[EXERCISE PROMPT]
Show all lines from the data that include the word "bikamani".

[DATA FOR THIS TASK]
PR #182, opened 2021-02-12
AAD auth sample

vinagesh:
## Purpose

* ...

```
[ ] Yes
[ ] No
```

## Pull Request Type

```
[ ] Bugfix
[ ] Feature
[ ] Other... Please describe:
```

## How to Test
*  Get the code

```
git clone [repo-address]
cd [repo-name]
git checkout [branch-name]
npm install
```

* Test the code

```
```

## What to Check
* ...

## Other Information
Sample to create token credentials using azure active directory and authenticate to IoT hub. I have added a sample that only calls the ServiceClient as I felt the main point here was to show how to construct the credentials.

### DIFF
--- a/iot-hub/Samples/service/RoleBasedAuthenticationSample/Parameters.cs
+++ b/iot-hub/Samples/service/RoleBasedAuthenticationSample/Parameters.cs
@@ -1,0 +1,57 @@
+﻿// Copyright (c) Microsoft. All rights reserved.
+// Licensed under the MIT license. See LICENSE file in the project root for full license information.
+
+using CommandLine;
+using Microsoft.Azure.Devices;
+
+namespace RoleBasedAuthenticationSample
+{
+    /// <summary>
+    /// Parameters for the application.
+    /// </summary>
+    internal class Parameters
+    {
+        [Option(
+            'h',
+            "HostName",
+            Required = true,
+            HelpText = "The IoT hub host name. Ex: my-iot-hub.azure-devices.net")]
+
+        public string HostName { get; set; }
+
+        [Option(
+           'd',
+           "DeviceId",
+           Required = true,
+           HelpText = "The IoT hub device to send a message to.")]
+
+        public string DeviceId { get; set; }
+
+        [Option(
+            't',
+            "TransportType",
+            Default = TransportType.Amqp,
+            Required = false,
+            HelpText = "The transport to use to communicate with the IoT Hub. Possible values include Amqp and Amqp_WebSocket_Only.")]
+        
+        public TransportType TransportType { get; set; }
+
+        [Option(
+            "clientId",
+            Required = true,
+            HelpText = "The client Id of the Azure Active Directory application.")]
+        public string ClientId { get; set; }
+
+        [Option(
+            "tenantId",
+            Required = true,
+            HelpText = "The Azure Active Directory tenant (directory) Id ")]
+        public string TenantId { get; set; }
+
+        [Option(
+            "clientSecret",
+            Required = false,
+            HelpText = "A client secret that was generated for the application Registration used to authenticate the client. Only applicable when using LoginMethod of AppId.")]
+        public string ClientSecret { get; set; }
+    }
+}
--- a/iot-hub/Samples/service/RoleBasedAuthenticationSample/Program.cs
+++ b/iot-hub/Samples/service/RoleBasedAuthenticationSample/Program.cs
@@ -1,0 +1,51 @@
+﻿// Copyright (c) Microsoft. All rights reserved.
+// Licensed under the MIT license. See LICENSE file in the project root for full license information.
+using Azure.Core;
+using Azure.Identity;
+using CommandLine;
+using Microsoft.Azure.Devices;
+using System;
+using System.Threading.Tasks;
+
+namespace RoleBasedAuthenticationSample
+{
+    public class Program
+    {
+        /// <summary>
+        /// A sample to illustrate how to use Azure active directory for authentication to the IoT hub.
+        /// <param name="args">Run with `--help` to see a list of required and optional parameters.</param>
+        public static async Task Main(string[] args)
+        {
+            // Parse application parameters
+            Parameters parameters = null;
+            ParserResult<Parameters> result = Parser.Default.ParseArguments<Parameters>(args)
+                .WithParsed(parsedParams =>
+                {
+                    parameters = parsedParams;
+                })
+                .WithNotParsed(errors =>
+                {
+                    Environment.Exit(1);
+                });
+
+            // Initialize Azure active directory credentials.
+            Console.WriteLine("Creating token credential.");
+
+            // These environment variables are necessary for DefaultAzureCredential to use application Id and client secret to login.
+            Environment.SetEnvironmentVariable("AZURE_CLIENT_SECRET", parameters.ClientSecret);
+            Environment.SetEnvironmentVariable("AZURE_CLIENT_ID", parameters.ClientId);
+            Environment.SetEnvironmentVariable("AZURE_TENANT_ID", parameters.TenantId);
+
+            // DefaultAzureCredential supports different authentication mechanisms and determines the appropriate credential type based of the environment it is executing in.
+            // It attempts to use multiple credential types in an order until it finds a working credential.
+            // For more info <see cref="https://docs.microsoft.com/en-us/dotnet/api/azure.identity?view=azure-dotnet"/>
+            TokenCredential tokenCredential = new DefaultAzureCredential(); 
+
+            // There are constructors for all the other clients where you can pass AAD credentials - JobClient, RegistryManager, DigitalTwinClient
+            using var serviceClient = ServiceClient.Create(parameters.HostName, tokenCredential, parameters.TransportType);
+
+            var sample = new RoleBasedAuthenticationSample();
+            await sample.RunSampleAsync(serviceClient, parameters.DeviceId);
+        }
+    }
+}
--- a/iot-hub/Samples/service/RoleBasedAuthenticationSample/RoleBasedAuthenticationSample.cs
+++ b/iot-hub/Samples/service/RoleBasedAuthenticationSample/RoleBasedAuthenticationSample.cs
@@ -1,0 +1,28 @@
+﻿// Copyright (c) Microsoft. All rights reserved.
+// Licensed under the MIT license. See LICENSE file in the project root for full license information.
+using Microsoft.Azure.Devices;
+using System;
+using System.Collections.Generic;
+using System.Text;
+using System.Threading.Tasks;
+
+namespace RoleBasedAuthenticationSample
+{
+    /// <summary>
+    /// This sample connects to the IoT hub using Azure active directory credentials and sends a cloud-to-device message.
+    /// </summary>
+    public class RoleBasedAuthenticationSample
+    {
+        public async Task RunSampleAsync(ServiceClient client, string deviceId)
+        {
+            Console.WriteLine("Connecting using token credential.");
+            await client.OpenAsync();
+            Console.WriteLine("Successfully opened connection.");
+
+            Console.WriteLine("Sending a cloud-to-device message.");
+            using var message = new Message(Encoding.ASCII.GetBytes("Hello, Cloud!"));
+            await client.SendAsync(deviceId, message);
+            Console.WriteLine("Successfully sent message.");
+        }
+    }
+}
--- a/iot-hub/Samples/service/IoTHubServiceSamples.sln
+++ b/iot-hub/Samples/service/IoTHubServiceSamples.sln
@@ -31,6 +31,10 @@ Project("{9A19103F-16F7-4668-BE54-9A1E7A4F7556}") = "TemperatureController", "Pn
 EndProject
 Project("{9A19103F-16F7-4668-BE54-9A1E7A4F7556}") = "ColorConsoleLogger", "..\..\..\helpers\ColorConsoleLogger\ColorConsoleLogger.csproj", "{DBABF65A-F2E7-4736-9B99-D760E664B9C6}"
 EndProject
+Project("{FAE04EC0-301F-11D3-BF4B-00C04F79EFBC}") = "RoleBasedAuthenticationSample", "RoleBasedAuthenticationSample\RoleBasedAuthenticationSample.csproj", "{6629D377-B025-4798-BD30-18E47202AB75}"
+EndProject
+Project("{9A19103F-16F7-4668-BE54-9A1E7A4F7556}") = "Microsoft.Azure.Devices", "..\..\..\..\azure-iot-sdk-csharp-track1\iothub\service\src\Microsoft.Azure.Devices.csproj", "{277FFAD5-18C4-427A-A305-4CE608DD249C}"
+EndProject
 Global
 	GlobalSection(SolutionConfigurationPlatforms) = preSolution
 		Debug|Any CPU = Debug|Any CPU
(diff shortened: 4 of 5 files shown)


iot-hub/Samples/service/RoleBasedAuthenticationSample/Program.cs
```diff
@@ -0,0 +1,48 @@
...
+            // These environment variables are necessary for DefaultAzureCredential to use application Id and client secret to login.
+            Environment.SetEnvironmentVariable("AZURE_CLIENT_SECRET", parameters.ClientSecret);
+            Environment.SetEnvironmentVariable("AZURE_CLIENT_ID", parameters.ClientId);
+            Environment.SetEnvironmentVariable("AZURE_TENANT_ID", parameters.TenantId);
+
+            // DefaultAzureCredential supports different authentication mechanisms and determines the appropriate credential type based of the environment it is executing in.
+            // It attempts to use multiple credential types in an order until it finds a working credential.
+            // For more info <see cref="https://docs.microsoft.com/en-us/dotnet/api/azure.identity?view=azure-dotnet"/>
+            var tokenCredential = new DefaultAzureCredential(); 
+            var serviceClient = ServiceClient.Create(parameters.HostName, tokenCredential, parameters.TransportType);
```
vinagesh, line 42: I have chosen one of our clients to demo how to create a token credential and pass it in.

iot-hub/Samples/service/RoleBasedAuthenticationSample/Program.cs
```diff
@@ -0,0 +1,48 @@
...
+                    parameters = parsedParams;
+                })
+                .WithNotParsed(errors =>
+                {
+                    Environment.Exit(1);
+                });
+
+            // Initialize Azure active directory credentials.
+            Console.WriteLine("Creating token credential.");
+
```
vinagesh, line 32: This was the recommended way in track 2 to create Azure.Identity credential in SDK samples so following that pattern.

iot-hub/Samples/service/RoleBasedAuthenticationSample/Program.cs
```diff
@@ -0,0 +1,48 @@
...
+            // These environment variables are necessary for DefaultAzureCredential to use application Id and client secret to login.
+            Environment.SetEnvironmentVariable("AZURE_CLIENT_SECRET", parameters.ClientSecret);
+            Environment.SetEnvironmentVariable("AZURE_CLIENT_ID", parameters.ClientId);
+            Environment.SetEnvironmentVariable("AZURE_TENANT_ID", parameters.TenantId);
+
+            // DefaultAzureCredential supports different authentication mechanisms and determines the appropriate credential type based of the environment it is executing in.
+            // It attempts to use multiple credential types in an order until it finds a working credential.
+            // For more info <see cref="https://docs.microsoft.com/en-us/dotnet/api/azure.identity?view=azure-dotnet"/>
+            var tokenCredential = new DefaultAzureCredential();
```
timtay-microsoft, line 41: I'd consider making the ```var``` into ```TokenCredential``` so that it is more obvious that users don't have to use ```DefaultAzureCredential``` when constructing their service client

iot-hub/Samples/service/RoleBasedAuthenticationSample/RoleBasedAuthenticationSample.cs
```diff
@@ -0,0 +1,32 @@
...
+        {
+            Console.WriteLine("Connecting using token credential.");
+            await client.OpenAsync();
+            Console.WriteLine("Success.");
+
+            Console.WriteLine("Sending a cloud-to-device message.");
+            var str = $"Hello, Cloud!";
+            var message = new Message(Encoding.ASCII.GetBytes(str));
+            await client.SendAsync(deviceId, message);
+            message.Dispose();
```
timtay-microsoft, line 26: Could you use a using statement here? Like:

```csharp
using var message = new Message(Encoding.ASCII.GetBytes(str));
await client.SendAsync(deviceId, message);
```

timtay-microsoft: It would spare you the message.Dispose() line

iot-hub/Samples/service/RoleBasedAuthenticationSample/Program.cs
timtay-microsoft: I'm curious if Java has a similar pattern that it should follow. Where did you get this recommendation for .NET from?

timtay-microsoft:
>I have added a sample that only calls the ServiceClient as I felt the main point here was to show how to construct the credentials.

Do you think it is worth at least adding a note in this sample that the RegistryManager/DigitalTwinClient/etc. also have similar constructors, and that the same credential can be used when constructing them?

timtay-microsoft (approved):

iot-hub/Samples/service/RoleBasedAuthenticationSample/Parameters.cs
```diff
@@ -0,0 +1,60 @@
...
+    /// <summary>
+    /// Parameters for the application.
+    /// </summary>
+    internal class Parameters
+    {
+        [Option(
+            'h',
+            "HostName",
+            Required = true,
+            HelpText = "The IoT hub host name.")]
```
abhipsaMisra, line 18: do you think an example would help here (my-iot-hub vs my-iot-hub.azure-devices.net)?

iot-hub/Samples/service/RoleBasedAuthenticationSample/Parameters.cs
```diff
@@ -0,0 +1,60 @@
...
+           "DeviceId",
+           Required = true,
+           HelpText = "The IoT hub device to send a message to.")]
+
+        public string DeviceId { get; set; }
+
+        [Option(
+            't',
+            "TransportType",
+            Default = TransportType.Amqp,
```
abhipsaMisra, line 33: we've been trying to get customers to default to mqtt instead of amqp (with mqtt becoming a bigger focus these days), we should probably do the same here as well

abhipsaMisra, line 33: discard my previous comment, this is service client, so amqp only!

iot-hub/Samples/service/RoleBasedAuthenticationSample/Parameters.cs
```diff
@@ -0,0 +1,60 @@
...
+            Required = false,
+            HelpText = "The transport to use to communicate with the IoT Hub. Possible values include Amqp and Amqp_WebSocket_Only.")]
+        
+        public TransportType TransportType { get; set; }
+
+        [Option(
+            'i',
+            "clientId",
+            Required = true,
+            HelpText = "Client Id of the application Id to login, or the application Id used to log the user in.")]
```
abhipsaMisra, line 43: I am a bit confused as to what this statement means - "Client Id of the application Id"

iot-hub/Samples/service/RoleBasedAuthenticationSample/Parameters.cs
```diff
@@ -0,0 +1,60 @@
...
+        public string ClientId { get; set; }
+
+        [Option(
+            't',
+            "tenantId",
+            Required = true,
+            HelpText = "Application tenant Id")]
```
abhipsaMisra, line 50: Is this the AAD app's tenant ID? should we be a bit more descriptive?

iot-hub/Samples/service/RoleBasedAuthenticationSample/Program.cs
abhipsaMisra, line 42: using var serviceClient ...

abhipsaMisra (approved):

iot-hub/Samples/service/RoleBasedAuthenticationSample/RoleBasedAuthenticationSample.cs
vinagesh: yes thanks :) copy paste somehow blinds me at times :P

iot-hub/Samples/service/RoleBasedAuthenticationSample/Parameters.cs
```diff
@@ -0,0 +1,60 @@
...
+
+        [Option(
+            'i',
+            "clientId",
+            Required = true,
+            HelpText = "Client Id of the application Id to login, or the application Id used to log the user in.")]
+        public string ClientId { get; set; }
+
+        [Option(
+            't',
```
drwill-ms, line 47: `t` is already the short name for transport

iot-hub/Samples/service/RoleBasedAuthenticationSample/Parameters.cs
vinagesh: yes it will

vinagesh:
> > I have added a sample that only calls the ServiceClient as I felt the main point here was to show how to construct the credentials.
> 
> Do you think it is worth at least adding a note in this sample that the RegistryManager/DigitalTwinClient/etc. also have similar constructors, and that the same credential can be used when constructing them?

Good point. will include.

iot-hub/Samples/service/RoleBasedAuthenticationSample/Parameters.cs
vinagesh: oops! probably best to skip shortname here.

iot-hub/Samples/service/RoleBasedAuthenticationSample/Program.cs
drwill-ms: One can only specify the values via environment variables, so given we take them as parameters, this is the only way for us to specify them.

iot-hub/Samples/service/RoleBasedAuthenticationSample/Program.cs
drwill-ms: What? I don't get this.

iot-hub/Samples/service/RoleBasedAuthenticationSample/RoleBasedAuthenticationSample.cs
```diff
@@ -0,0 +1,32 @@
...
+            Console.WriteLine("Success.");
+
+            await client.CloseAsync();
```
drwill-ms, line 29: I don't think we like to promote calling `CloseAsync()`. @abhipsaMisra ?

iot-hub/Samples/service/RoleBasedAuthenticationSample/Program.cs
drwill-ms: We don't do that in track2. This is how it was suggested by the Azure SDK team.

drwill-ms: At most, I'd put a link to all the different kinds of TokenCredential types and options.

drwill-ms (approved):
Lots of good suggestions posted by others that we should take.

iot-hub/Samples/service/RoleBasedAuthenticationSample/Parameters.cs
vinagesh: It should probably be application. I took it from track 2. Looks like we need an update over there too. Let me find better descriptions for these.

iot-hub/Samples/service/RoleBasedAuthenticationSample/Parameters.cs
vinagesh: yes it is. Same as above. Let me find better description for all the AAD stuff and add.

iot-hub/Samples/service/RoleBasedAuthenticationSample/RoleBasedAuthenticationSample.cs
vinagesh: Sure but why not?

iot-hub/Samples/service/RoleBasedAuthenticationSample/Program.cs
```diff
@@ -0,0 +1,48 @@
...
+using Microsoft.Azure.Devices;
+using System;
+using System.Threading.Tasks;
+
+namespace RoleBasedAuthenticationSample
+{
+    public class Program
+    {
+        /// <summary>
+        /// A sample to illustrate how to use Azure active directory for authentication to the IoT hub.
```
bikamani, line 14: will you be adding readme for this sample?

iot-hub/Samples/service/RoleBasedAuthenticationSample/RoleBasedAuthenticationSample.cs
```diff
@@ -0,0 +1,32 @@
...
+    /// <summary>
+    /// This sample connects to the IoT hub using Azure active directory credentials and sends a cloud-to-device message.
+    /// </summary>
+    public class RoleBasedAuthenticationSample
+    {
+        public async Task RunSampleAsync(ServiceClient client, string deviceId)
+        {
+            Console.WriteLine("Connecting using token credential.");
+            await client.OpenAsync();
+            Console.WriteLine("Success.");
```
bikamani, line 20: nit: good to restate logging as Success opening connection or something of that sort

iot-hub/Samples/service/RoleBasedAuthenticationSample/Parameters.cs
bikamani: Client id of App registration?

iot-hub/Samples/service/RoleBasedAuthenticationSample/Program.cs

[EXERCISE SOLUTION]
bikamani, line 14: will you be adding readme for this sample?
bikamani, line 20: nit: good to restate logging as Success opening connection or something of that sort
bikamani: Client id of App registration?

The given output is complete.